Favorite class to teach:
My department offers every course every term. This means that we teach the same courses during each semester. I often reflect on which of my two regular courses I most enjoy. Every time I think that one is the more rewarding, I change my mind. My Foundations of Education course (which is an excursion in philosophy of education) is increasingly attracting students who are not in the teacher education program. This is changing the character of the course as it responds to an ever wider span of interests, concerns and backgrounds. I also teach Honors seminars whenever possible. This has been a rewarding experience. I hope someday to teach courses beyond those I have taught up to now. These, ideally, would include existing courses in areas of my interest and expertise as well as new courses that would appeal to students from across the student body.
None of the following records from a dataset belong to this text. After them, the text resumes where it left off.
PR #237, opened 2022-06-01
Add bank::MsgMultiSend support

cbrit:


cosmrs/src/bank.rs
```diff
@@ -60,3 +60,142 @@ impl From<&MsgSend> for proto::cosmos::bank::v1beta1::MsgSend {
...
+        proto::cosmos::bank::v1beta1::MsgMultiSend {
+            inputs: msg.inputs.iter().map(Into::into).collect(),
+            outputs: msg.outputs.iter().map(Into::into).collect(),
+        }
+    }
+}
+
+/// Represents a MultiSend Input or Output
+#[derive(Clone, Debug, Eq, PartialEq, PartialOrd, Ord)]
+pub struct MultiSendIO {
```
tony-iqlusion, line 122: Per Rust naming conventions, I think this should be `MultiSendIo`:

```suggestion
pub struct MultiSendIo {
```

https://rust-lang.github.io/api-guidelines/naming.html

> In UpperCamelCase, acronyms and contractions of compound words count as one word: use Uuid rather than UUID, Usize rather than USize or Stdin rather than StdIn. In snake_case, acronyms and contractions are lower-cased: is_xid_start.

See also types like `IoSlice` in `std` for precedent.

tony-iqlusion:
@cbrit also if you rebase, I've added a `missing_docs` lint in #238

cbrit:
> @cbrit also if you rebase, I've added a `missing_docs` lint in #238

Done!

PR #250, opened 2022-06-29
Add feegrant module support

neacsu:
Expose MsgGrantAllowance, MsgRevokeAllowance, BasicAllowance and
AllowedMsgAllowance from cosmrs.

The current prost-types dependency version doesn't support proper
Duration error propagation, which should be fixed when
https://github.com/tokio-rs/prost/pull/625 is included in a release.
~~Until then, I only included the code for PeriodicAllowance as commented.~~
Created tracking issue for when a new prost-types release happens: https://github.com/cosmos/cosmos-rust/issues/252


cosmrs/src/feegrant.rs
```diff
@@ -0,0 +1,321 @@
...
+//     fn from(allowance: &PeriodicAllowance) -> proto::cosmos::feegrant::v1beta1::PeriodicAllowance {
+//         proto::cosmos::feegrant::v1beta1::PeriodicAllowance {
+//             basic: allowance.basic.map(Into::into),
+//             period: allowance.period.map(Into::into),
+//             period_spend_limit: allowance.period_spend_limit.iter().map(Into::into).collect(),
+//             period_can_spend: allowance.period_can_spend.iter().map(Into::into).collect(),
+//             period_reset: allowance.period_reset.map(Into::into),
+//         }
+//     }
+// }
```
tony-iqlusion, line 261: I would suggest removing this an opening a tracking issue, rather than checking in commented-out code

tony-iqlusion (changes requested):
One nit about commented-out code, otherwise this looks good

tony-iqlusion (approved):

PR #254, opened 2022-07-22
cosmrs: add `tx::BodyBuilder`

tony-iqlusion:
Adds a builder type for constructing `tx::Body`.

### DIFF
--- a/cosmrs/src/tx/builder.rs
+++ b/cosmrs/src/tx/builder.rs
@@ -1,0 +1,73 @@
+//! Transaction builder.
+
+use super::Body;
+use crate::Any;
+use tendermint::block;
+
+/// Transaction [`Body`] builder which simplifies incrementally assembling and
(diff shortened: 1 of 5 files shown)


cosmrs/src/tx/builder.rs
```diff
@@ -0,0 +1,70 @@
...
+
+    /// Set the transaction memo.
+    // TODO(tarcieri): error if the memo is already set?
+    pub fn memo(&mut self, memo: impl Into<String>) -> &mut Self {
+        self.body.memo = memo.into();
+        self
+    }
+
+    /// Set the timeout height.
+    // TODO(tarcieri): error if the timeout height is already set?
```
cbrit, line 41: fwiw, erroring if already set seems too opinionated to me

tony-iqlusion: Removed the TODOs

PR #264, opened 2022-07-27
Fix prefix address checks

bdeneux:
Based on the [bech32 specification](https://github.com/bitcoin/bips/blob/master/bip-0173.mediawiki#bech32), address prefix must contain 1 to 83 US-ASCII characters, with each character having a value in the range [33-126]. 

Following subtle-encoding [implementation](https://docs.rs/subtle-encoding/latest/src/subtle_encoding/bech32.rs.html#192-197) of bech32, we have fixed the prefix verification when create a new `AccountId` according to this spec.

### DIFF
--- a/cosmrs/src/base.rs
+++ b/cosmrs/src/base.rs
@@ -25,8 +25,7 @@ impl AccountId {
     pub fn new(prefix: &str, bytes: &[u8]) -> Result<Self> {
         let id = bech32::encode(prefix, &bytes);
 
-        // TODO(tarcieri): ensure this is the proper validation for an account prefix
-        if !prefix.chars().all(|c| matches!(c, 'a'..='z')) {
+        if !prefix.chars().all(|c| matches!(c, '!'..='@' | 'A'..='Z' | '['..='`' | 'a'..='z' | '{'..='~')) {
             return Err(Error::AccountId { id })
                 .wrap_err("expected prefix to be lowercase alphabetical characters only");
         }
--- a/cosmrs/src/base.rs
+++ b/cosmrs/src/base.rs
@@ -234,6 +234,13 @@ mod tests {
     }
 
     #[test]
+    fn account_id_with_digit() {
+        "okp41urdh3smlstyafjtyg0d606egllhwp8kvnw0d2f"
+            .parse::<AccountId>()
+            .unwrap();
+    }
+
+    #[test]
     fn denom_from_str() {
         assert!(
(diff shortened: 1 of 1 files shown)


tony-iqlusion:
This check is redundant with the checks already performed during Bech32 decoding. The purpose of the existing check is to enforce a subset of what Bech32 allows.

Is there a specific use case you have in mind for this?

bdeneux:
Yes, it's because when you try to create a new `AccountId` with a valid address prefix (following specification), there is some case that AccountId return Error of malformed prefix. This is our case because our address prefix contains a number while it is a valid address, it is impossible to create a new `AccountId`.

You're right, prefix verification is done at the [decoding part of Bech32](https://github.com/cosmos/cosmos-rust/blob/ab33607f6d899e961ee06ae7fb933e76c64b8c3e/cosmrs/src/base.rs#L85) when parsing from string, so, to avoid redundant check, remove this check from the new AccountId method could be a solution but if you create AccountId without parsing from string, error will be throw late (at decoding). 
This verification could also be the responsibility of the bech32 library, in the encoding part.

tony-iqlusion:
We could potentially relax it to allow alphanumeric prefixes. You're certain these work with the upstream Cosmos SDK? (i.e. they're allowed in a denom?)

bdeneux:
Yes 👍, we have a working cosmos blockchain using [`okp4` address prefix](https://github.com/okp4/okp4d/blob/main/app/app.go#L116). Address and transaction work successfully. https://explore.okp4.network/OKP4/account/okp41dfpnlvcaurtzlpxh3ek3gt303mu4q0hhhjflye

cosmrs/src/base.rs
```diff
@@ -25,10 +25,12 @@ impl AccountId {
     pub fn new(prefix: &str, bytes: &[u8]) -> Result<Self> {
         let id = bech32::encode(prefix, &bytes);
 
-        // TODO(tarcieri): ensure this is the proper validation for an account prefix
-        if !prefix.chars().all(|c| matches!(c, 'a'..='z')) {
+        if !prefix
+            .chars()
+            .all(|c| matches!(c, '!'..='@' | 'A'..='Z' | '['..='`' | 'a'..='z' | '{'..='~'))
```
tony-iqlusion, line 30:
```suggestion
            .all(|c| matches!(c, 'A'..='Z' | 'a'..='z' | '0'..='9'))
```

PR #271, opened 2022-08-08
Update tendermint-proto dependency to a version that works on wasmd

nicolaslara:
The current version of tendermint-proto used by cosmos-sdk-proto has a bad dependency that causes cosmwasm contracts that use cosmos-sdk-proto to not be allowed by wasmd. See https://github.com/informalsystems/tendermint-rs/blob/main/.changelog/v0.23.9/summary.md for the changelog and https://github.com/osmosis-labs/swaprouter/pull/1 for more details about the issue. 

Upgrading a minor version of the dependency fixes this.

### DIFF
--- a/cosmos-sdk-proto/Cargo.toml
+++ b/cosmos-sdk-proto/Cargo.toml
@@ -18,7 +18,7 @@ rust-version = "1.56"
 [dependencies]
 prost = "0.10"
 prost-types = "0.10"
-tendermint-proto = "=0.23.8"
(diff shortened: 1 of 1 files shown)


tony-iqlusion:
There's been a new release of all of the tendermint-rs crates, and they all need to be updated together (they use a weird versioning scheme where minor versions are a breaking change, which will hopefully go away soon).

I'll do that later today.

tony-iqlusion:
Closing in favor of #277

Issue #252, opened 2022-07-04
Track `prost-types` release for `Duration` error propagation


neacsu:
The current `prost-types` dependency version doesn't support proper Duration error propagation, which should be fixed when https://github.com/tokio-rs/prost/pull/625 is included in a release.

Once that is done, we can also expose `PeriodicAllowance`, similarly to how we did in https://github.com/cosmos/cosmos-rust/pull/250 for `MsgGrantAllowance`, `MsgRevokeAllowance`, `BasicAllowance` and
`AllowedMsgAllowance`

tony-iqlusion:
`prost` was updated to v0.11 in #277

PR #280, opened 2022-08-08
cosmrs: add additional `feegrant` domain types

tony-iqlusion:
Adds the domain types originally from #250 (removed in f63ded6) which were previously blocked on #252.

cc @neacsu

### DIFF
--- a/cosmrs/src/feegrant.rs
+++ b/cosmrs/src/feegrant.rs
@@ -2,10 +2,9 @@
 //!
 //! <https://docs.cosmos.network/master/modules/feegrant/>
 
-use std::time::SystemTime;
-
 use crate::{proto, tx::Msg, AccountId, Coin, ErrorReport, Result};
 use prost_types::Any;
+use std::time::{Duration, SystemTime};
 
 /// MsgGrantAllowance adds permission for Grantee to spend up to Allowance
 /// of fees from the account of Granter.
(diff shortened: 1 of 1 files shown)


cosmrs/src/feegrant.rs
```diff
@@ -178,6 +177,78 @@ impl From<&BasicAllowance> for proto::cosmos::feegrant::v1beta1::BasicAllowance
...
+
+impl From<PeriodicAllowance> for proto::cosmos::feegrant::v1beta1::PeriodicAllowance {
+    fn from(allowance: PeriodicAllowance) -> proto::cosmos::feegrant::v1beta1::PeriodicAllowance {
+        proto::cosmos::feegrant::v1beta1::PeriodicAllowance {
+            basic: allowance.basic.map(Into::into),
+            period: allowance
+                .period
+                .map(TryInto::try_into)
+                .transpose()
+                .expect("invalid allowance period"), // TODO(tarcieri): fallible serialization?
```
tony-iqlusion, line 240: @neacsu this is somewhat annoying... there's only `TryFrom` conversions between `prost_types::Duration` and `std::time::Duration`.

To get rid of the `expect` we'd need to switch the bound on `Msg::Proto` to be `TryInto` instead of `Into`. That's probably a good idea in general, but something I don't want to do as part of this release.

PR #289, opened 2022-08-31
Update cosmos-sdk-proto to v0.46 definitions

cbrit:
This is a manual process since third party proto deps have to be copied in to the cosmos-sdk-go git submodule. I also had to comment out submodule updates for the ibc-go and wasmd stuff becauset hey were resetting the cosmos-sdk-go submodule to an older commit, so their definitions are not updated.


tony-iqlusion:
Closing in favor of #395

PR #301, opened 2022-10-29
Allow bech32 String to be moved out of AccountId

de-husk:
All of the cosmos-sdk proto types use Strings for the account addresses: [ex](https://github.com/cosmos/cosmos-rust/blob/main/cosmos-sdk-proto/src/prost/cosmos-sdk/cosmos.bank.v1beta1.rs#L429). 

I know there is the `AsRef<str>` and `fmt::Display` impls, but I wanted a way to move the bech32 String out of the AccountId instead of having to allocate a new String each time.

Let me know if you think there's a better way.

### DIFF
--- a/cosmrs/src/base.rs
+++ b/cosmrs/src/base.rs
@@ -86,6 +86,12 @@ impl FromStr for AccountId {
     }
 }
 
+impl From<AccountId> for String {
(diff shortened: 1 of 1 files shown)


tony-iqlusion:
Thanks!

PR #345, opened 2017-11-25
Update elastic dependency

blt:
This commit updates the elasticsearch dependency. There's other dependency updates as well but elastic is the main show. We did have to change the internal telemetry some because the elastic API has changed but only around client errors. 

### DIFF
--- a/src/sink/elasticsearch.rs
+++ b/src/sink/elasticsearch.rs
@@ -3,7 +3,8 @@
 use chrono::DateTime;
 use chrono::naive::NaiveDateTime;
 use chrono::offset::Utc;
-use elastic::client::responses::BulkAction;
+use elastic::client::responses::bulk;
+use elastic::error;
 use elastic::error::Result;
 use elastic::prelude::*;
 use metric::{LogLine, Telemetry};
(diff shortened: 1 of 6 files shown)


src/sink/elasticsearch.rs
```diff
@@ -287,12 +253,36 @@ impl Sink for Elasticsearch {
...
+                            _ => {
                                 ELASTIC_ERROR_API_UNKNOWN
                                     .fetch_add(1, Ordering::Relaxed);
                                 error!("Unable to write, API Error (Unknown)");
                             }
                         }
+                    },
+                    error::Error::Client(ref client_error) => {
+                        ELASTIC_ERROR_CLIENT.fetch_add(1, Ordering::Relaxed);
+                        error!("Unable to write, client error: {}", client_error.description());
```
gliush: I don't see a json error handling.
Am I right saying that now we have only 2 elastic error types: Error::Api and Error::Client?

blt: @gliush yep, that's correct. The elastic library changed how it structures errors on us.

PR #347, opened 2017-11-29
Allow wavefront sink to shed points

blt:
We know that Wavefront doesn't take historical backfill data. It
is possible for the sink to back up into its buffer when the proxy
it reports to is unavailable, leading to reports that will have no
value. This option allows Ops to configure a time window to shed
points.

### DIFF
--- a/src/sink/wavefront.rs
+++ b/src/sink/wavefront.rs
@@ -62,12 +62,10 @@ pub struct Wavefront {
     aggrs: buckets::Buckets,
     delivery_attempts: u32,
     percentiles: Vec<(String, f64)>,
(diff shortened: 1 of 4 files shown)


src/sink/wavefront.rs
```diff
@@ -100,6 +98,9 @@ pub struct WavefrontConfig {
     /// Determine if we will or will not pad an aggregation, disregard ephemeral
     /// status
     pub pad_control: PadControl,
+    /// Determine the age at which a Telemetry point will be ejected. If the
+    /// value is None no points will ever be rejected.
+    pub age_threshold: Option<u64>,
```
pulltab: Can we detail the units here?

blt: Good call.

PR #349, opened 2017-12-01
Remove ES loglines when they've signaled as OK

### LINKED ISSUE #348: ElasticSearch sink losing some log lines
We are currently seeing some logs missing and notice errors like:

```cernan-g4c4t cernan [elastic::client::requests][174][2017-11-30T18:18:45.299068595+00:00][ERROR] Elasticsearch Response: correlation_id: 'be20d167-e875-4f0d-9399-b2546ddb3e81', error: 'https://search-logs55-g4fexgk6iiyjifhfmiuykc6pxu.us-west-2.es.amazonaws.com/_bulk: failed to lookup address information: Try again'
cernan-g4c4t cernan [cernan::sink::elasticsearch][243][2017-11-30T18:18:45.299097051+00:00][ERROR] Unable to write, Reqwest Client Error: failed to lookup address information: Try again
```

@blt verified that it's possible for ES to signal that the majority of items were written but not all.

blt:
It's possible for a bulk request to roll through but then for an
individual item in the request to still fail. We now store a UUID
in the ES buffer and use that UUID -- fed through to ES -- to remove
a newly stored bulk item from our buffer.

This resolves #348

### DIFF
--- a/src/sink/elasticsearch.rs
+++ b/src/sink/elasticsearch.rs
@@ -200,15 +200,10 @@ impl Sink for Elasticsearch {
                         Ok(item) => {
                             let uuid = uuid::Uuid::parse_str(item.id())
                                 .expect("catastrophic error, TID not a UUID");
-                            match self.buffer
+                            if let Ok(idx) = self.buffer
                                 .binary_search_by(|probe| probe.uuid.cmp(&uuid))
                             {
-                                Ok(idx) => {
-                                    self.buffer.remove(idx);
-                                }
-                                Err(_) => {
-                                    unreachable!();
-                                }
+                                self.buffer.remove(idx);
                             }
                             ELASTIC_RECORDS_TOTAL_DELIVERED
                                 .fetch_add(1, Ordering::Relaxed);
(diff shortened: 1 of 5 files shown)


src/sink/elasticsearch.rs
```diff
@@ -169,24 +185,40 @@ impl Sink for Elasticsearch {
...
+                            if let Ok(idx) = self.buffer
+                                .binary_search_by(|probe| probe.uuid.cmp(&uuid))
+                            {
+                                self.buffer.remove(idx);
+                            }
                             ELASTIC_RECORDS_TOTAL_DELIVERED
                                 .fetch_add(1, Ordering::Relaxed);
                         }
                         Err(item) => {
+                            let uuid = uuid::Uuid::parse_str(item.id())
```
pulltab: What not parse this uuid just before this match block?

blt: The type doesn't work out. Before this block the `item` is a `Result<Item, ?>` and here it's the item we need.

PR #358, opened 2017-12-06
remove unnecessary block

ibotty:
This is just a small detail that I noticed.

### DIFF
--- a/src/bin/cernan.rs
+++ b/src/bin/cernan.rs
@@ -247,10 +247,10 @@ fn main() {
         let internal_config = &args.internal;
         config_topology
             .insert(cfg_conf!(internal_config), internal_config.forwards.clone());
-        if let Some(ref configs) = args.statsds {
-            for (config_path, config) in configs {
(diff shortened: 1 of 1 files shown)


src/bin/cernan.rs
```diff
@@ -243,14 +243,13 @@ fn main() {
...
+    config_topology
             .insert(cfg_conf!(internal_config), internal_config.forwards.clone());
-        if let Some(ref configs) = args.statsds {
-            for (config_path, config) in configs {
-                config_topology.insert(config_path.clone(), config.forwards.clone());
-            }
+
+    if let Some(ref configs) = args.statsds {
+        for (config_path, config) in configs {
+            config_topology.insert(config_path.clone(), config.forwards.clone());
```
ibotty: Most other sources use `config_topology.insert(cfg_conf!(config), config.forwards.clone());` does it make sense to add `cfg_conf!` to any `config_topology.insert`? Just for consistency (also at sinks config above).

ibotty: Please disregard the comment. I was not reading properly.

What do you like best about Hillsdale College?:
Any faculty member familiar with the condition of higher education in this country is compelled regularly to give thanks for being at this place at this time. While there is at the College considerable diversity of opinion among faculty and students (without, I am pleased to say, any trace of mindless endorsement of diversity per se), we enjoy a fundamental unity of purpose. To be at Hillsdale College is to be a participant in something important and distinctive. For many of us, being here is a blend of dream and destiny.
What advice would you give to prospective students?:
To begin with, become clear regarding what Hillsdale College stands for and represents. Once here, put your education at the center of your existence. Open yourself to the intellectual and moral possibilities—to the truths the College exists to illuminate. Give yourself to them. Yes, social life, work, athletics and volunteer activity have a place. But some things are more important than others. We live in a hierarchical universe where subordination is appropriate. (This is one of the central lessons of genuine higher education.) While at Hillsdale, focus on what you will have scarce time for later. Cultivate your mind; read books; learn to express yourself effectively and with precision; converse with those from whom you can learn.
What do you like best about the students at Hillsdale?:
With very rare exception, the students of this college are pleasant and decent persons who appreciate being here. They are willing to learn, which is to say that they understand that understanding often comes only through struggle. Most of them in addition grasp that knowing why something is worth learning often follows rather than precedes such learning. In short, to a remarkable degree the students at Hillsdale possess faith in our mission. As a consequence, both they and their teachers benefit greatly.